Tetapi sumber militer lain yang dekat dengan PLA Navy mengatakan hampir tidak mungkin untuk mengembangkan kedua pesawat selama beberapa tahun ke depan mengingat risiko penurunan ekonomi karena perang perdagangan dengan AS terus meningkat.

Sumber itu mengatakan kapal induk generasi China berikutnya akan dilengkapi dengan ketapel elektromagnetik yang sama dengan yang digunakan pada supercarrier kelas Ford Angkatan Laut AS. Ini memungkinkan penggunaan pesawat tempur yang lebih berat karena mereka lebih kuat daripada sistem diesel lama yang digunakan pada operator yang lebih tua.

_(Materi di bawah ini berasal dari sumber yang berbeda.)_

PR #4687, opened 2022-10-24
Fix directory for PDB.exe in createPdbXmlFiles.bat script

xEgoist:
Due to [pdb.vcxproj](https://github.com/NationalSecurityAgency/ghidra/blob/master/Ghidra/Features/PDB/src/pdb/pdb.vcxproj) pointing to `win_x86_64`, the `createPdbXmlFiles.bat` cannot locate the file in the release build. This fixes the directory location for x64 systems.


ryanmkurtz (changes requested):
We haven't supported 32-bit Windows for a very long time.  This logic can be removed, and `win_x86_64` can be hard-coded.

ryanmkurtz (approved):

PR #4699, opened 2022-10-30
Python Interpreter: Allow code completion to be started from anywhere in the input string

shocoman:
There is a small problem in the completion insertion functionality. The demonstration's in the gif below.

<details>
  <summary>Bug Gif (in Ghidra 10.1.5)</summary>

  insertion-in-the-middle

</details>

In addition I managed to exacerbate it in [my last PR](https://github.com/NationalSecurityAgency/ghidra/pull/4678). Now the completions can not only insert text in inappropriate places but also inappropriately delete important text, which is rather frustrating without Ctrl+Z.

<details>
  <summary>Bug Gif (after my PR)</summary>

insertion-in-the-middle_2

</details>

It happens because there is a certain discrepancy between the completion generation and insertion. We generate completions relative to the end of the input (I assume that because we don't give implementations any information about the name we're completing). But the completion insertion, on the other hand, happens at the caret's position, which actually may be anywhere in the input string, and can even move after we update them (with an accidental mouse click, for example). 

The solution is to either always insert completions at the end or generate them at the caret's position. Clearly, the latter is the only sane approach. I had to add a new default method `getCompletions` to the interface to pass the caret position. I marked the old method as deprecated, because if the clients continue to use it, we will return to the error described above.

The Python completion process is quite trivial, just one line of code. We simply cut off a part of the text to the right of the caret. Everything else will work itself out automagically. Sure, this is an extremely naive method, as in that case the completion window can pop up inside a string literal and maybe some other inappropriate places. But I think that's fine, since the window cannot annoyingly appear by itself, without pressing Ctrl+Space or Tab. 

I also sort of fixed the autocomplete for method parameters. [Some years ago](https://github.com/jython/jython/commit/dfc4d786a18d1059d848d077c977db73ab307edb?diff=unified#diff-28f48d806261c8588506d18edded52193168996a88c7f59dafe4ba25878692c0L6-R16) Jython's devs renamed the "data" property to "method".

<details>
  <summary>how the parameter completion looks like</summary>

Pasted image 20221029143354

</details>

insert-in-any-place

### DIFF
--- a/Ghidra/Features/Base/src/main/java/ghidra/app/plugin/core/interpreter/InterpreterConnection.java
+++ b/Ghidra/Features/Base/src/main/java/ghidra/app/plugin/core/interpreter/InterpreterConnection.java
@@ -45,6 +45,23 @@ public interface InterpreterConnection {
 	 * 
 	 * @param cmd The command to get code completions for
 	 * @return A {@link List} of {@link CodeCompletion code completions} for the given command
+	 * @deprecated Additionally implement {@link #getCompletions(String, int)} 
+	 *             and consider generating completions relative to the caret position
 	 */
+	@Deprecated
 	public List<CodeCompletion> getCompletions(String cmd);
+
+	/**
+	 * Gets a {@link List} of {@link CodeCompletion code completions} for the given command
+	 * relative to the given caret position.
+	 * 
+	 * @param cmd The command to get code completions for
+	 * @param caretPos The position of the caret in the input string 'cmd'.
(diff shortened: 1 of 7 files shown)


ryanmkurtz:
I am getting the following stack trace on both your first change and this new PR:

image

I type `currentAddr`, place the cursor in between the `t` and the `A`, press tab, and then select `currentAddress`.

ryanmkurtz:
Hmmm, i switched back to your branch and now I'm not seeing the issue. I guess I was in an inconsistent state.

PR #4715, opened 2022-11-04
decompiler: Remove 'using namespace std' from headers

### LINKED ISSUE #4703: Sleigh C++ headers are polluted with `using namespace std`
**Describe the bug**
There are a number of headers in the Sleigh codebase that contain `using namespace std`. This is a problem for code that uses Sleigh as whenever a Sleigh header gets included, the entirety of `std` is getting pulled into the global namespace, potentially causing some confusing naming collisions.

More context at: https://github.com/lifting-bits/sleigh/issues/139

I'm happy to take a stab at this if you'd like, but I'm expecting this to be a significant changeset since large parts of the Sleigh codebase take advantage of this to abbreviate references to STL container types, functions, etc.

ekilmer:
closes #4703 

I've added 'using namespace std' in '.cc' files to reduce diff and ease transition. Eventually, it would probably be good to remove it from the '.cc' files as well.

I did not regenerate code from the `*.y` and `*.l` files because it would cause more diffs than necessary (for this PR), but if you did regenerate, it would generate correct/compatible code.

The following header files contained `using namespace std`

* opcodes.hh
* capability.hh
* error.hh
* filemanage.hh
* xml.hh
* interface.hh
* partmap.hh
* marshal.hh

---------------------

I understand this is a huge diff/PR, and I don't expect it to be merged/reviewed all at once because I assume there are internal efforts on some of these files that would cause major conflicts.

However, I hope this changeset can be considered for incremental integration through cherry-picking file changes that are not being touched internally and reviewing them a few at a time. I can update this PR and resolve conflicts incrementally as that happens.

Truthfully, the methodology used to make these changes was very manual, with a lot of compilation trial and error and text find-replace of C++ standard library symbols. I made a best-effort attempt to review the changes to ensure I only changed _code symbols_ and not comments or program strings. Along with a manual review of all the changed files, I also searched the `///.*?std::` regex (to catch documentation comments). I also attempted to run the decompiler integration tests, but I received a lot of errors due to missing test files. I built Ghidra on this branch, analyzed some large files, and saw no errors.

There is growing interest in using the C++ decompiler as a standalone C++ library, and these changes will make that usage more robust and seamless.

Please let me know if there's anything you'd like to see changed to make this PR more acceptable.

Thank you for your time and consideration!


ryanmkurtz:
Implemented in c2522c81c6f7eae1c3ba63bc0995332816f15b24

Issue #4693, opened 2022-10-26
Enum Editor:  Cannot sort by comment


mumbel:
**Describe the bug**
Sorting by comment column sorts table by value column

**Environment (please complete the following information):**
 - OS: 20.04
 - Java Version: 17.0.4
 - Ghidra Version: master (2a86142a8d2496016fccc53abacc5d60671d5eb2)
 - Ghidra Origin: eclipse

dragonmacher:
I see the issue.   This looks like an oversight that presumably happened when the Comments column was added.

mumbel:
Yeah, it didn't look too bad, I was considering a PR.  Just copy-paste the name function, switch to comment and add an elseif

dragonmacher:
That is about it.   That and a test  :)

mumbel:
just saw this got tagged for 10.3, so just sort of meta question(s) ... what makes the decision for 10.2.1 vs 10.3.  Also is 10.1.6 a release, or was that ultimately just a place holder until it was decided to release 10.2

dragonmacher:
The answer is somewhat obtuse.  The brief answer is that we first decide if an item is to be fixed in a patch release or the next major release.   If it is a patch release, the ticket is sometimes marked with a placeholder value, as you mentioned.   Whether an item makes it into a patch release is based mostly on impact and a bit on how old the patch branch is.  An older patch branch typically gets less updates as it ages, since a new major release is close to fruition.     

While working on this particular feature, we were close to releasing 10.2, which effectively means that we stopped adding items to that branch, as not to break anything just before a release.    Further, this ticket was not deemed critical, so we put it in the master branch instead of a patch branch.   The final value of 10.3 vs 10.2 was simply an artifact of release timing.

If it is any consolation, I'm having dreams about our next non-patch release, dreams which suggest that release will arrive much sooner than as is typical.

mumbel:
thanks @dragonmacher

PR #4718, opened 2022-11-06
Fix sort by comment column in the Enum Editor

theopechli:
I added an **EnumCommentComparator** to compare the comments and sort them appropriately.

I have also added a test.

closes=#4693


mumbel:
This was pretty clearly being worked on internally and their fix already added to a milestone

PR #4749, opened 2022-11-15
Remove -DSTRSAFE_LIB and STRSAFE_LIB_IMPL

xiaoyinl:
Remove `-DSTRSAFE_LIB` and `-DSTRSAFE_LIB_IMPL` from C Parser profiles and from GDT parser scripts. If they are defined, functions like `StringCbCopyW()` will not be included in the archive.

`VisualStudio9.prf` also defines these two macros, but they are not removed in this PR, because I don't have a VS9 to test it.

Also, I wonder what was the reason that `STRSAFE_LIB` and `STRSAFE_LIB_IMPL` are defined. Are there any side effects of removing them?


emteere:
I suspect those variables were originally used to get through parsing of the header files on a much older version of the Cparser.  I'll take a look, but I think they can be removed as you have done.

Issue #5669, opened 2023-08-17
ARM: error in vdup.32 implementation


sad-dev:
**Describe the bug**
The Pcode of ``vdup.32 q0, r2`` is as follows:
```
$U1fe80:8 = COPY 0:8
$U12200:8 = INT_ZEXT r2
$U12280:8 = INT_LEFT $U12200:8, 32:4
$U1fe80:8 = INT_OR $U12200:8, $U12280:8
$U20080:16 = INT_ZEXT $U1fe80:8
$U20100:16 = INT_LEFT $U20080:16, 64:4
$U20080:16 = INT_AND $U20080:16, $U20100:16
q0 = COPY $U20080:16
```

The computation of ``$U20080:16`` using ``INT_AND`` appears to always yield 0. Here, with the GhidraEmu plugin (https://github.com/Nalen98/GhidraEmu)

![image](https://github.com/NationalSecurityAgency/ghidra/assets/55233728/cea41f84-f4a7-479d-997a-400c87a0d997)

![image](https://github.com/NationalSecurityAgency/ghidra/assets/55233728/ba8b0811-cd3b-4019-93b6-f351b7072fd5)

We can see that ``q0`` is still 0 after emulating the vdup.32 instruction

With the following bytes:
```
08 0b 2d ed 20 10 51 e2 10 2b a0 ee 10 2b a2 ee 08 0b a0 2c 20 10 51 22 fc ff ff 2a 08 0b bd ec 1e ff 2f e1
```
which corresponds to the function 
![image](https://github.com/NationalSecurityAgency/ghidra/assets/55233728/8a713b1c-eab1-4868-8926-dbb6e9399e9c)

we can see that the decompiler is storing 0 to the address in ``r0`` rather than ``r2``

GhidorahRex:
Closed by 2e9f555

PR #6542, opened 2024-05-20
AArch32: vdup had destructive bitwise AND operations instead of OR and missing Thumb constructor constraints

Sleigh-InSPECtor:
As part of a research project testing the accuracy of the SLEIGH specifications compared to real hardware, we observed an unexpected behaviour in the `vdup` instruction for both, AArch32 (`ARM:LE:32:v8`) & Thumb (`ARM:LE:32:v8T`). 

According to the manual, it duplicates a single element of a vector/general-purpose register into every element of the destination vector. However, we noticed the output was incorrect. This was due to destructive bitwise AND operations instead of OR & missing thumb constructor constraints causing a thumb instruction to execute like AArch32 instruction.

-----
e.g, for AArch32 with,

Instruction:         `0x600cf1f3, vdup.8 q8,d16[0x0]`
initial_registers: `{ "q8": 0xdf60afddae76036c20f35d532cdd79eb }`

We get:

Hardware:         `{ "q8": 0xebebebebebebebebebebebebebebebeb }`
Patched Spec: `{ "q8": 0xebebebebebebebebebebebebebebebeb }`
Existing Spec:  `{ "q8": 0x0 }`

and,

Instruction:         `0x900ba0be, vduplt.32 q8,r0`
initial_registers: `{ "r0": 0x80, "NG": 0x1, "OV": 0x0 }`

We get:

Hardware:         `{ "q8": 80000000800000008000000080 }`
Patched Spec: `{ "q8": 80000000800000008000000080 }`
Existing Spec:  `{ "q8": 0x0 }`

-----
e.g, for Thumb with,

Instruction:         `0xa0ee900b, vdup.32 q8,r0`
initial_registers: `{ "r0": 0xd1c8a9dc, "lr": 0xaa41700d }`

We get:

Hardware:        `{ "q8": 0xd1c8a9dcd1c8a9dcd1c8a9dcd1c8a9dc }`
Patched Spec: `{ "q8": 0xd1c8a9dcd1c8a9dcd1c8a9dcd1c8a9dc }`
Existing Spec (with AND/OR fix):  `{ "q8": 0x700d700d700d700d700d700d700d700d }`
Existing Spec:  `{ "q8": 0x0 }`

-----

_Note: The patched spec does introduce disassembly changes for the patched thumb variant. (eg, 0xa0ee900b is vdup.32 q8,r0 instead of vdup.32 q8,lr in Thumb.)_

### DIFF
--- a/Ghidra/Processors/ARM/data/languages/ARMneon.sinc
+++ b/Ghidra/Processors/ARM/data/languages/ARMneon.sinc
@@ -2483,7 +2483,7 @@ vdupDm: Dm^"["^vdupIndex^"]"	is Dm & vdupIndex & ((TMode=0 & c1618=4) | (TMode=1
 vdupDm16: vdupDm	is vdupDm	
 { 
 	val:16 = zext(vdupDm); 
-	val = val & (val << 64); 
+	val = val | (val << 64); 
 	export val; 
 }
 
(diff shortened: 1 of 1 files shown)


sad-dev:
Appears related to #5669

PR #6545, opened 2024-05-20
AArch32: (Thumb32) BranchWritePC does not clear bit-0

Sleigh-InSPECtor:
As part of a research project testing the accuracy of the SLEIGH specifications compared to real hardware, we observed an unexpected behaviour in the `add` &  `mov` instruction to `pc` for Thumb (`ARM:LE:32:v8T`). 

According to the manual, BranchWritePC in Thumb clears bit-0 to 0. However, we noticed the output was incorrect. 

-----
e.g, for Thumb with,

Instruction:         `0xc746, mov pc,r8`
initial_registers: `{ "r8": 0x5165fa67 }`

We get:

Hardware:        `{ "pc": 0x5165fa66 }`
Patched Spec: `{ "pc": 0x5165fa66 }`
Existing Spec:  `{ "pc": 0x5165fa67 }`

and, 

Instruction:         `0xc744, add pc,r8`
initial_registers: `{ "r8": 0x42728a67, "pc": 0x10000000 }`

We get:

Hardware:        `{ "pc": 0x52728a6a }`
Patched Spec: `{ "pc": 0x52728a6a }`
Existing Spec:  `{ "pc":0x52728a6b }`

-----

_Note: The patched spec does not introduce any disassembly changes to the best of our knowledge._

### DIFF
--- a/Ghidra/Processors/ARM/data/languages/ARM.sinc
+++ b/Ghidra/Processors/ARM/data/languages/ARM.sinc
@@ -205,7 +205,7 @@ macro SetThumbMode(value) {
 #
 # simple branch, not inter-working
 macro BranchWritePC(addr) {
-   pc = addr;
+	pc = addr & (~0x1);
 }
 
 #


GhidorahRex:
This is the code for BranchWritePC from the manual, copied here for clarity:
```
// BranchWritePC()
// ===============
BranchWritePC(bits(32) address_in, BranchType branch_type)
  bits(32) address = address_in;
  if CurrentInstrSet() == InstrSet_A32 then
    address<1:0> = '00';
  else
    address<0> = '0';
  boolean branch_conditional = !(AArch32.CurrentCond() IN {'111x'});
  BranchTo(address, branch_type, branch_conditional);
```
Clearly,  the issue with Thumb needs to be fixed. But it also looks like we need a fix for A32 as well. BranchWritePC probably needs to be split into two functions - one for A32 and one for T32, since that also uses BranchWritePC.

Sleigh-InSPECtor:
The A32 behavior is a bit complex to work out, it seems to be documented differently in older ARM manuals. In the ARMv6 manual the pseudocode seems to match the existing SLEIGH behavior:
```
// BranchWritePC()
// ===============
BranchWritePC(bits(32) address)
    BranchTo(address<31:1>:’0’);
```
Additionally, as far as I can tell, it isn’t actually possible for `BranchWritePC` to be called in A32 mode in ARMv7+. The only time `BranchWritePC` seems to be referenced by an A32 instruction in the SLEIGH spec (and looking at the ARMv8 manual) is either via `ALUWritePC` or `LoadWritePC`. For both of these, the SLEIGH spec uses `BXWritePC` instead when targeting ARMv7+ ([link](https://github.com/NationalSecurityAgency/ghidra/blob/bbe6e41d65773e8650a5a6a55271d8793797322b/Ghidra/Processors/ARM/data/languages/ARM.sinc#L221-L237).
I can update the SLEIGH spec to match the ARMv7+ manual anyway if you like (probably by creating separate macros for A32 vs T32 mode).

PR #6552, opened 2024-05-22
RISCV: fixed fmv.x.d

Sleigh-InSPECtor:
As part of a research project testing the accuracy of the sleigh specifications compared to real hardware, we observed an unexpected behaviour in the `fmv.x.d` instruction. According to section 12.5 of the 20191213 unprivileged specification, the expected behaviour is to move the bit pattern in the floating point source register to the integer destination register. The current behaviour was found to write the value 0. This instructions single precision counterpart was fixed in the previous pull request https://github.com/NationalSecurityAgency/ghidra/pull/6492.


thixotropist:
How should the decompiler window render `fmv` instructions?  You probably don't want to imply a C implicit type conversion from fp to int.

PR #6553, opened 2024-05-22
x86: PC-relative addressing with a 32-bit address size should mask upper bits.

Sleigh-InSPECtor:
When the 67 (address size override) prefix is used in long mode on an instruction that uses RIP-relative addressing, the effective address needs to be truncated and zero extended (see: "2.2.5.2 Effect of Address-Size Prefix on RIP-Relative Addressing" of AMD64-APM Vol.1).

This PR fixes this by introducing a new subtable `pcRelSimm32_32` that is used when decoding RIP-relative addresses in the `Addr32_64` subtable. (Note: The PR also removes a 64-bit only constructor for `addr32` which is impossible to reach, since `addrsize` must be equal to 1 for the `addr32` to be used which conflicts with the `bit64=1` constraint.)

e.g.:

* 678b0500000000 at RIP=0x1_0000_0000: "MOV EAX,[0x7]" with mem[0x7]=[0x11 0x11 0x11 0x11], mem[0x100000007]=[0x22 0x22 0x22 0x22]
    - Hardware Reference (AMD CPU & Intel CPU): { RAX=0x11111111 }
    - `x86:LE:64:default` (Existing): "MOV EAX,dword ptr [0x100000007]" { RAX=22222222 }
    - `x86:LE:64:default` (This patch): "MOV EAX,dword ptr [0x7]" { RAX=0x11111111 }

### DIFF
--- a/Ghidra/Processors/x86/data/languages/ia.sinc
+++ b/Ghidra/Processors/x86/data/languages/ia.sinc
@@ -677,6 +677,7 @@ usimm8_64: val is imm8 & imm8_7=1 [ val = 0xffffffffffffff00 | imm8; ] { export 
 
 # RIP/EIP relative address - NOTE: export of size 0 is intentional so it may be adjusted
 pcRelSimm32: addr	is simm32 [ addr=inst_next+simm32; ] { export addr; }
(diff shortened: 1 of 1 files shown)


GhidorahRex:
See also section 2.2.1.6 in the Intel 64 and IA-32 Architecture Software Development Manual Vol 2, which uses pretty much identical language.

PR #6567, opened 2024-05-23
x86: Zero upper bits of 64-bit registers for XCHG and CMPXCHG8B without REX prefix

Sleigh-InSPECtor:
The `CMPXCHG8B` and `XCHG mem` constructors (with `opsize=1`) are missing `check_Reg` constructors to zero the upper 32-bits when the destination registers are 64-bit.

e.g.

* 0fc70c2500000000 `CMPXCHG8B qword ptr [0x0]` with RAX=0xaaaaaaaaaaaaaaaa, RDX=0xdddddddddddddddd, mem[0x0]=0011223344556677
    - Hardware Reference (AMD CPU & Intel CPU): { RAX=0x00000000_33221100, RDX=0x00000000_77665544 }
    - `x86:LE:64:default` (Existing): "CMPXCHG8B qword ptr [0x0]" { RAX=0xaaaaaaaa_33221100, RDX=0xdddddddd_77665544 }
    - `x86:LE:64:default` (This patch): "CMPXCHG8B qword ptr [0x0]" { RAX=0x00000000_33221100, RDX=0x00000000_77665544 }

* 8701 `XCHG dword ptr [RCX],EAX` with RAX=0xaaaaaaaaaaaaaaaa, RCX=0, mem[0x0]=00112233
    - Hardware Reference (AMD CPU & Intel CPU): { RAX=0x00000000_33221100 }
    - `x86:LE:64:default` (Existing): XCHG dword ptr [RCX],EAX" { RAX=0xaaaaaaaa_33221100 }
    - `x86:LE:64:default` (This patch): XCHG dword ptr [RCX],EAX" { RAX=0x00000000_33221100 }

(Note: this is already handled correctly in the `XCHG reg,reg` form).

### DIFF
--- a/Ghidra/Processors/x86/data/languages/lockable.sinc
+++ b/Ghidra/Processors/x86/data/languages/lockable.sinc
@@ -643,14 +643,16 @@
 }
 @endif
 
-:CMPXCHG8B^lockx  m64        is vexMode=0 & lockx & unlock & byte=0xf; byte=0xc7; ( mod != 0b11 & reg_opcode=1 ) ... & m64 
+:CMPXCHG8B^lockx  m64        is vexMode=0 & lockx & unlock & byte=0xf; byte=0xc7; ( mod != 0b11 & reg_opcode=1 ) ... & m64 & check_EAX_dest & check_EDX_dest
 {
     build lockx;
     local dest = m64;
     ZF = ((zext(EDX) << 32) | zext(EAX)) == dest;
     if (ZF == 1) goto <equal>;
     EDX = dest(4);
+    build check_EDX_dest;
     EAX = dest:4;
+    build check_EAX_dest;
     goto <done>;
 <equal>
     m64 = (zext(ECX) << 32) | zext(EBX);
@@ -1245,7 +1247,7 @@
    UNLOCK();
 }
 
-:XCHG^xacq_xrel_prefx^alwaysLock  m32,Reg32   is vexMode=0 & xacq_xrel_prefx & alwaysLock & opsize=1 & byte=0x87; m32 & Reg32 ...        
+:XCHG^xacq_xrel_prefx^alwaysLock  m32,Reg32   is vexMode=0 & xacq_xrel_prefx & alwaysLock & opsize=1 & byte=0x87; m32 & Reg32 ... & check_Reg32_dest ...
 { 
   build xacq_xrel_prefx;
   build alwaysLock;


ghost:
`:XCHG^xacq_xrel_prefx^alwaysLock  m32,Reg32   is vexMode=0 & xacq_xrel_prefx & alwaysLock & opsize=1 & byte=0x87; m32 & Reg32 ... & check_Reg32_dest ...    `

Wouldn't this zext the destination register prior to reading the memory, i think this would cause an issue when the destination is within the source memory address:

for example:

    sub rsp, 8
    mov rax, 0xFFFFFFFFFFFFFFFF // -1
    xchg eax, [rsp+rax*4+4]  // -1 * 4 + 4 = 0
    add rsp, 8
    ret


will become:

    sub rsp, 8
    mov rax, 0xFFFFFFFFFFFFFFFF
    xchg eax, [rsp+eax*4+4] <=notice the index register became the lower 32 bits so it won't be -1 anymore
    add rsp, 8
    ret

A fix for this would be:
```
:XCHG^xacq_xrel_prefx^alwaysLock m32,Reg32 is vexMode=0 & xacq_xrel_prefx & alwaysLock & opsize=1 & byte=0x87; m32 & Reg32 ... & check_Reg32_dest ...
{ 
  build xacq_xrel_prefx;
  build alwaysLock;
  build m32;
  local tmp = m32;
  m32 = Reg32; 
  Reg32 = tmp; 
  build check_Reg32_dest; <=== added
  UNLOCK(); 
}
```

Ghidra/Processors/x86/data/languages/lockable.sinc
```diff
@@ -1245,7 +1247,7 @@
    UNLOCK();
 }
 
-:XCHG^xacq_xrel_prefx^alwaysLock  m32,Reg32   is vexMode=0 & xacq_xrel_prefx & alwaysLock & opsize=1 & byte=0x87; m32 & Reg32 ...        
+:XCHG^xacq_xrel_prefx^alwaysLock  m32,Reg32   is vexMode=0 & xacq_xrel_prefx & alwaysLock & opsize=1 & byte=0x87; m32 & Reg32 ... & check_Reg32_dest ...
```
jobermayr, line 1250: @GhidorahRex 1735e73 misses only this one

GhidorahRex: Thanks for pointing that out. This one is also incomplete since it doesn't have the `build check_Reg32_dest;` line at the end.

PR #6593, opened 2024-05-29
AArch64: Add missing load to ldapr

Sleigh-InSPECtor:
As part of a research project testing the accuracy of the sleigh specifications compared to real hardware, we observed an unexpected behaviour in the ldapr instruction for AARCH64. According to Section C6.2.136, the expected behaviour is to load a value based on address from the second operand. While the current behaviour instead performs no memory loads for the 64 bit variant of the instruction, and uses an uninitialised value.

e.g.:
`0xdfc3bff8` "ldapr xzr, [x30]" with x30 = 0

Hardware Reference: Loaded Pages = 0x0
Existing Spec: Loaded Pages = None
Patched Spec: Loaded Pages - 0x0


artem:
@GhidorahRex This should be merged, I think?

“Masalah utama dari J-20 bukanlah berat, tetapi panjang. Jika ingin menjadi jet tempur berbasis kapal induk, ia harus dibuat lebih pendek. ” Orang dalam militer sebelumnya mengatakan bahwa insinyur CAC sedang bekerja untuk menghasilkan versi yang lebih pendek dari J-20 yang akan bekerja dengan sistem peluncuran baru.

Saat ini baik J-20 dan F-31 masih mengandalkan mesin Rusia. Mesin WS-15 yang dibuat khusus untuk J-20 telah menjalani ratusan jam pengujian tetapi belum memenuhi target keandalan sementara prototipe F-31 tidak memiliki mesin yang dibuat khusus.

Angkatan Laut Cina berencana untuk membangun setidaknya empat kelompok pertempuran kapal induk pada tahun 2030, tiga di antaranya akan aktif pada waktu tertentu. Analis milier mengatakan China akan membutuhkan setidaknya satu dekade untuk mengembangkan pesawat tempur berbasis generasi baru, sehingga J-15 akan tetap beroperasi setidaknya selama satu dekade, jika tidak dua.

J-15 melakukan penerbangan perdananya pada tahun 2009 dan telah beroperasi sejak tahun 2012. Mereka adalah satu-satunya pejuang yang berdasarkan pada Liaoning dan akan digunakan oleh saudaranya mengirim Tipe 001A ketika memasuki layanan, mungkin akhir tahun ini.